# Bataillon der Verdammten: Szene aus dem Nr.1-Hit aus Korea



## Dominik Pache (26. Juni 2020)

Jetzt ist Deine Meinung zu *Bataillon der Verdammten: Szene aus dem Nr.1-Hit aus Korea* gefragt.



					Bitte beachtet: Der Kommentarbereich wird gemäß der Forenregeln moderiert.






			Dieser Inhalt steht nur eingeloggten Mitgliedern zur Verfügung.
        

 Zum Artikel: Bataillon der Verdammten: Szene aus dem Nr.1-Hit aus Korea


----------



## SpieleKing (26. Juni 2020)

So sehen effekte im jahre 2020, daran soll sich 1917 mal ein Beispiel nehmen! =D


----------



## HeiligesBrot (29. Juni 2020)

Koreanische Kriegsfilme finde ich super.

Die haben häufig einen ziemlich extremen Gewaltgrad und kommen daher auch deutlich erschreckender und realistischer rüber,als viele westliche Kriegsfilme und die Geschichten sind häufig auch tragischer und trotz der Situation mit dem Norden,sogar aus der Sicht beider Seiten gedreht.

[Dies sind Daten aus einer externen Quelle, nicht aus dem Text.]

PR #227, opened 2016-03-27
Made email unique for a user

aviaryan:
Made email field unique in user model as discussed at https://github.com/fossasia/open-event-orga-server/pull/203#issuecomment-201948310


leto:
Thanks!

Brotherhood und The Front Line z.B. kann ich nur empfehlen,für Leute die auf solche Filme stehen und sich für die Thematik interessieren.

Japanische Filme sind auch ganz gut und auch manche chinesische (wobei die chinesischen modernen Kriegsfilme schnell Richtung pro-kommunistische und anti-japanische Propaganda gehen).


----------



## MichaelG (29. Juni 2020)

Klingt nach einem interessanten Film. Brotherhood war schon sehr gut. Wird wohl ein Pflichtkauf.


----------



## hunterseyes (11. Juli 2020)

Und dann auch noch mit Megan Fox...


----------